▼▼▼

PR #1089, opened 2023-05-03
properties: Allow to omit set for construct_only properties

### LINKED ISSUE #1088: property macro: Support construct_only
I have a bunch of

```rust
#[property(get, set, builder().construct_only())]
```

in my code. I don't really need the setter since it will always fail and the `builder().` doesn't look to too pretty. Would it be possible to have something like the following?

```rust
#[property(get, construct_only)]
```

felinira:
This allows to omit `set` for `construct_only` properties, as it is confusing from a semantic perspective, because we don't actually generate a public setter. It was required before, but didn't actually throw an error but panic at runtime.

Updates the docs about how to use `construct_only` and chooses a better example for the `builder()` attribute.

Closes #1088

### DIFF
--- a/glib-macros/src/lib.rs
+++ b/glib-macros/src/lib.rs
@@ -851,7 +851,7 @@ pub fn cstr_bytes(item: TokenStream) -> TokenStream {
 
 /// This macro enables you to derive object properties in a quick way.
 ///
-/// # Supported #[property] attributes
+/// # Supported `#[property]` attributes
 /// | Attribute | Description | Default | Example |
 /// | --- | --- | --- | --- |
 /// | `name = "literal"` | The name of the property | field ident where `_` (leading and trailing `_` are trimmed) is replaced into `-` | `#[property(name = "prop-name")]` |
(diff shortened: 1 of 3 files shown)


ranfdev:
It's still a bit confusing when setting a custom setter, but It's ok. When I'm on the PC I'll propose some small code changes.

glib-macros/tests/properties.rs
```diff
@@ -160,6 +160,10 @@ mod foo {
             weak_ref_prop: glib::WeakRef<glib::Object>,
             #[property(get, set)]
             send_weak_ref_prop: glib::SendWeakRef<glib::Object>,
+            #[property(get, default_value = 0, construct_only)]
```
bilelmoussaoui, line 163: How would a default value work with construct only ?

pbor: default actually *only* works for construct and construct_only

glib-macros/src/lib.rs
```diff
@@ -862,7 +862,8 @@ pub fn cstr_bytes(item: TokenStream) -> TokenStream {
 /// | `override_interface = expr` | The type of interface of which to override the property from | | `#[property(override_interface = SomeInterface)]` |
 /// | `nullable` | Whether to use `Option<T>` in the wrapper's generated setter |  | `#[property(nullable)]` |
 /// | `member = ident` | Field of the nested type where property is retrieved and set | | `#[property(member = author)]` |
-/// | `builder(<required-params>)[.ident]*` | Used to input required params or add optional Param Spec builder fields | | `#[property(builder(SomeEnum::default()))]`, `#[builder().default_value(1).construct_only()]`, etc.  |
+/// | `construct_only` | Specify that the property is construct only. This will not generate a public setter and only allow the property to be set during object construction. The use of a custom setter is supported. | | `#[property(get, construct_only)]` or `#[property(get, set = set_prop, construct_only)]` |
```
ranfdev, line 865:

▲▲▲

• _ACTIVITY_: The task requires an exact transcription of all the data.

• _COMPLETED EXERCISE_:
PR #1089, opened 2023-05-03
properties: Allow to omit set for construct_only properties

### LINKED ISSUE #1088: property macro: Support construct_only
I have a bunch of

```rust
#[property(get, set, builder().construct_only())]
```

in my code. I don't really need the setter since it will always fail and the `builder().` doesn't look to too pretty. Would it be possible to have something like the following?

```rust
#[property(get, construct_only)]
```

felinira:
This allows to omit `set` for `construct_only` properties, as it is confusing from a semantic perspective, because we don't actually generate a public setter. It was required before, but didn't actually throw an error but panic at runtime.

Updates the docs about how to use `construct_only` and chooses a better example for the `builder()` attribute.

Closes #1088

### DIFF
--- a/glib-macros/src/lib.rs
+++ b/glib-macros/src/lib.rs
@@ -851,7 +851,7 @@ pub fn cstr_bytes(item: TokenStream) -> TokenStream {
 
 /// This macro enables you to derive object properties in a quick way.
 ///
-/// # Supported #[property] attributes
+/// # Supported `#[property]` attributes
 /// | Attribute | Description | Default | Example |
 /// | --- | --- | --- | --- |
 /// | `name = "literal"` | The name of the property | field ident where `_` (leading and trailing `_` are trimmed) is replaced into `-` | `#[property(name = "prop-name")]` |
(diff shortened: 1 of 3 files shown)


ranfdev:
It's still a bit confusing when setting a custom setter, but It's ok. When I'm on the PC I'll propose some small code changes.

glib-macros/tests/properties.rs
```diff
@@ -160,6 +160,10 @@ mod foo {
             weak_ref_prop: glib::WeakRef<glib::Object>,
             #[property(get, set)]
             send_weak_ref_prop: glib::SendWeakRef<glib::Object>,
+            #[property(get, default_value = 0, construct_only)]
```
bilelmoussaoui, line 163: How would a default value work with construct only ?

pbor: default actually *only* works for construct and construct_only

glib-macros/src/lib.rs
```diff
@@ -862,7 +862,8 @@ pub fn cstr_bytes(item: TokenStream) -> TokenStream {
 /// | `override_interface = expr` | The type of interface of which to override the property from | | `#[property(override_interface = SomeInterface)]` |
 /// | `nullable` | Whether to use `Option<T>` in the wrapper's generated setter |  | `#[property(nullable)]` |
 /// | `member = ident` | Field of the nested type where property is retrieved and set | | `#[property(member = author)]` |
-/// | `builder(<required-params>)[.ident]*` | Used to input required params or add optional Param Spec builder fields | | `#[property(builder(SomeEnum::default()))]`, `#[builder().default_value(1).construct_only()]`, etc.  |
+/// | `construct_only` | Specify that the property is construct only. This will not generate a public setter and only allow the property to be set during object construction. The use of a custom setter is supported. | | `#[property(get, construct_only)]` or `#[property(get, set = set_prop, construct_only)]` |
```
ranfdev, line 865:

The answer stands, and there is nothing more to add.